What the task asks:
Copy the entries exactly, through the "- [x] Sending" line.

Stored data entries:
• • • • •
PR #1793, opened 2022-11-30
fetch: prefer global over lazy loading

KhafraDev:
ReadableStream and TransformStream were added as globals in v18, this PR uses them if available, and falls back to lazy loading them. This pattern is already used elsewhere in the code:

https://github.com/nodejs/undici/blob/232905f476913da9c73df03bac41a0a96d48b128/lib/fetch/util.js#L853


mcollina (approved):
lgtm

PR #1795, opened 2022-12-01
feat: implement websockets

### LINKED ISSUE #932: WebSocket
https://fetch.spec.whatwg.org/#websocket-protocol

KhafraDev:
Fixes #932 
Refs: https://github.com/nodejs/node/issues/19308

- [x] Initial handshake
- [x] Integrating with fetch (`await fetch('wss://whatever')`)
- [x] Setting websocket state
- [x] Implementing WebSocket events
- [x] Implementing WebSocket getters
- [x] Sending data to the server ~~& buffering~~ **edit:** since the socket is a duplex, buffering should be handled already for us
- [ ] [pings and pongs](https://websockets.spec.whatwg.org/#ping-and-pong-frames) **edit:** https://github.com/whatwg/websockets/issues/10
- [x] [CloseEvent](https://websockets.spec.whatwg.org/#the-closeevent-interface), [MessageEvent](https://html.spec.whatwg.org/multipage/comms.html#messageevent), and ErrorEvent
- [x] [web-platform-tests](https://github.com/web-platform-tests/wpt/tree/master/websockets)
- [x] diagnostics channel support (opening connection, closing, receiving a message)
- [ ] permessage-deflate support
- [ ] https://github.com/nodejs/undici/pull/1795#discussion_r1038928224

---

To test it out:

```js
import { WebSocket } from './lib/websocket/websocket.js'

const ws = new WebSocket('wss://echo.websocket.events/')

ws.addEventListener('message', (event) => {
  console.log(event.data) // "echo.websocket.events sponsored by Lob.com"

  ws.send('my message')
  
  setTimeout(() => ws.close(), 2000)
})

ws.addEventListener('close', ({ code }) => {
  console.log(code) // 1005
})

```


lib/core/request.js
```diff
@@ -307,21 +307,11 @@ function processHeader (request, key, val) {
...
     key.length === 10 &&
     key.toLowerCase() === 'keep-alive'
   ) {
     throw new InvalidArgumentError('invalid keep-alive header')
-  } else if (
-    key.length === 7 &&
-    key.toLowerCase() === 'upgrade'
-  ) {
-    throw new InvalidArgumentError('invalid upgrade header')
   } else if (
```
ronag, line 315: Not sure about these... why are they required?

KhafraDev:
```
   5.   The request MUST contain an |Upgrade| header field whose value
        MUST include the "websocket" keyword.

   6.   The request MUST contain a |Connection| header field whose value
        MUST include the "Upgrade" token.
```

lib/websocket/websocket.js
```diff
@@ -218,25 +235,72 @@ class WebSocket extends EventTarget {
...
+      // be buffered but the buffer is full, the user agent must flag the
+      // WebSocket as full and then close the WebSocket connection. The data
+      // to be sent is the raw data represented by the Blob object. Any
+      // invocation of this method with a Blob argument that does not throw
+      // an exception must increase the bufferedAmount attribute by the size
+      // of the Blob object’s raw data, in bytes.
+
+      frame.opcode = opcodes.BINARY
+
+      data.arrayBuffer().then((ab) => {
```
lpinca, line 297: If you have concurrent writes this might change the order of messages:

```js
websocket.send(blob);
websocket.send(string);
```

The string message is sent before the blob.

lib/core/request.js
ronag: The client adds them automatically through upgrade option

lib/websocket/connection.js
```diff
@@ -0,0 +1,413 @@
...
+    mode: 'websocket',
+    credentials: 'include',
+    cache: 'no-store',
+    redirect: 'error'
+  })
+
+  // 3. Append (`Upgrade`, `websocket`) to request’s header list.
+  // TODO: what if the headersList already has this header?
+  // in the browser, this header is filtered, but here it isn't.
+  request.headersList.append('upgrade', 'websocket')
```
jodevsa, line 52: Hey, do we need this? currently we are sending 2 upgrade headers:

Screenshot 2022-12-04 at 15 13 44
de headers:

KhafraDev: Weird, I'm unsure why this happens (the `upgrade` header was previously a forbidden header). Maybe setting `upgrade: websocket` in the dispatcher option sets this header?

KhafraDev: Yes it does. https://github.com/nodejs/undici/blob/68c269c4144c446f3f1220951338daef4a6b5ec4/lib/client.js#L1397

lib/core/request.js
KhafraDev: Reverting these changes.

jodevsa:
Hi, is this statement correct:
The message event should only be fired when: 

1- we have a complete un-fragmented frame (so, even if we got multiple chunks with some data.. we still don't want to send that to the user until we get the whole frame?)
2- we have a complete message that consists of multiple complete fragmented frames

KhafraDev:
Yes,

```
   If the frame is part of
   a fragmented message, the "Application data" of the subsequent data
   frames is concatenated to form the /data/.  When the last fragment is
   received as indicated by the FIN bit (frame-fin), it is said that _A
   WebSocket Message Has Been Received_ with data /data/ (comprised of
   the concatenation of the "Application data" of the fragments)
```

When [a WebSocket message has been received](https://datatracker.ietf.org/doc/html/rfc6455#page-66:~:text=_A%20WebSocket%20Message%20Has%20Been%20Received_) with type type and data data,
...
[Fire an event](https://dom.spec.whatwg.org/#concept-event-fire) named message at the [WebSocket](https://websockets.spec.whatwg.org/#websocket) object, using [MessageEvent](https://html.spec.whatwg.org/multipage/comms.html#messageevent), with the [origin](https://html.spec.whatwg.org/multipage/comms.html#dom-messageevent-origin) attribute initialized to the [serialization](https://url.spec.whatwg.org/#concept-url-serializer) of the [WebSocket](https://websockets.spec.whatwg.org/#websocket) object’s [url](https://url.spec.whatwg.org/#concept-url)'s [origin](https://url.spec.whatwg.org/#concept-url-origin), and the [data](https://html.spec.whatwg.org/multipage/comms.html#dom-messageevent-data) attribute initialized to dataForEvent.

jimmywarting:
Just wonder why `node:buffer` is being used so much... why not just use Uint8Arrays? 

ref: https://github.com/nodejs/node/issues/41588

KhafraDev:
Nothing that uses Buffer is exposed, so I don't think it's an issue. The [data](https://nodejs.org/api/net.html#event-data) event sends us a buffer, so it's easiest to use buffers here.

KhafraDev:
Believe it or not, just about every wpt for websockets is running. Out of 137 tests, only 7 are currently being skipped.
- 2 rely on features Node doesn't have (XMLHttpRequest and Web workers)
- 3 rely on sending > 65k bytes
- 2 fail because I haven't implemented the routes in the WebSocketServer yet.

Once payloads > 65k bytes can be sent, I think this can actually land. Of course there's still a few bugs, but it can be improved/fixed over time, similar to fetch. Similarly, fetch landed while being almost nothing like it is today, and having quite a few bugs.

lib/websocket/websocket.js
KhafraDev: I don't know of any good way of fixing this without needing a Promise for every send.. Preferably node would allow writing a blob to a writable stream.

lpinca: This is the reason why there is no `Blob` support in `ws`. This and because the user can already do

```js
websocket.send(await blob.arrayBuffer());
```

I agree with https://github.com/ricea/websocketstream-explainer/blob/832f88d7f8eaecbe51da318d802951a3f8aadb2f/README.md?plain=1#L152-L158

KhafraDev: Yes, when I was writing out my comment is kinda just clicked - "oh... this is why ws doesn't support blobs", lol. I still think undici should implement it for the sake of complying with the spec.

When I get around to implementing websocketstream this shouldn't be a problem at least!

lpinca: Well, `ws` already uses a queue (only when `permessage-deflate` is enabled and negotiated since compression is asynchronous) so support for `Blob` could be added, but I think it does not worth the effort. I think that `Blob` is of little use in Node.js if not natively supported by streams.

lib/websocket/websocket.js
```diff
@@ -0,0 +1,534 @@
...
+      // of the Blob object’s raw data, in bytes.
+
+      const frame = new WebsocketFrameSend()
+
+      data.arrayBuffer().then((ab) => {
+        const value = Buffer.from(ab)
+        frame.frameData = value
+        const buffer = frame.createFrame(opcodes.BINARY)
+
+        this.#bufferedAmount += value.byteLength
```
lpinca, line 326: Is `bufferedAmount` ever decreased? I can't see where.

lib/websocket/websocket.js
jimmywarting: hmm, but `send(await blob.arrayBuffer())` would require reading the hole blob into memory before sending...
sure you could do something like: 
```js
for await (const chunk of blob.stream()) {
  websocket.send(chunk)
}
```
But then you would get multiple messages and you would have to assemble them yourself on the receiving side as well 😞 

if you can accept blobs then it could as well be piped to a tmp location on the disc and wouldn't hold up any memory when receiving blobs

jimmywarting: Ah, just went into the github repo and learned about a new `WebSocketStream` forgot that it existed, only head about it when it was in early proposal. Well, then you could instead maybe do: `blob.stream().pipeTo(websocket)`?

lib/websocket/websocket.js
KhafraDev: No it isn't, meant to fix it and forgot about it.

lib/websocket/websocket.js
lpinca: > But then you would get multiple messages and you would have to assemble them yourself on the receiving side as well 😞

That's up you. With `ws` you could send each chunk as a message fragment and receive the whole thing as a single message on the receiving end.

```js
for await (const chunk of blob.stream()) {
  websocket.send(chunk, { fin: false}); // For the sake of simplicity backpressure is not handled.
}
websocket.send(Buffer.alloc(0), { fin: true });
```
• • • • •
Solution to the exercise:
PR #1793, opened 2022-11-30
fetch: prefer global over lazy loading

KhafraDev:
ReadableStream and TransformStream were added as globals in v18, this PR uses them if available, and falls back to lazy loading them. This pattern is already used elsewhere in the code:

https://github.com/nodejs/undici/blob/232905f476913da9c73df03bac41a0a96d48b128/lib/fetch/util.js#L853


mcollina (approved):
lgtm

PR #1795, opened 2022-12-01
feat: implement websockets

### LINKED ISSUE #932: WebSocket
https://fetch.spec.whatwg.org/#websocket-protocol

KhafraDev:
Fixes #932 
Refs: https://github.com/nodejs/node/issues/19308

- [x] Initial handshake
- [x] Integrating with fetch (`await fetch('wss://whatever')`)
- [x] Setting websocket state
- [x] Implementing WebSocket events
- [x] Implementing WebSocket getters
- [x] Sending data to the server ~~& buffering~~ **edit:** since the socket is a duplex, buffering should be handled already for us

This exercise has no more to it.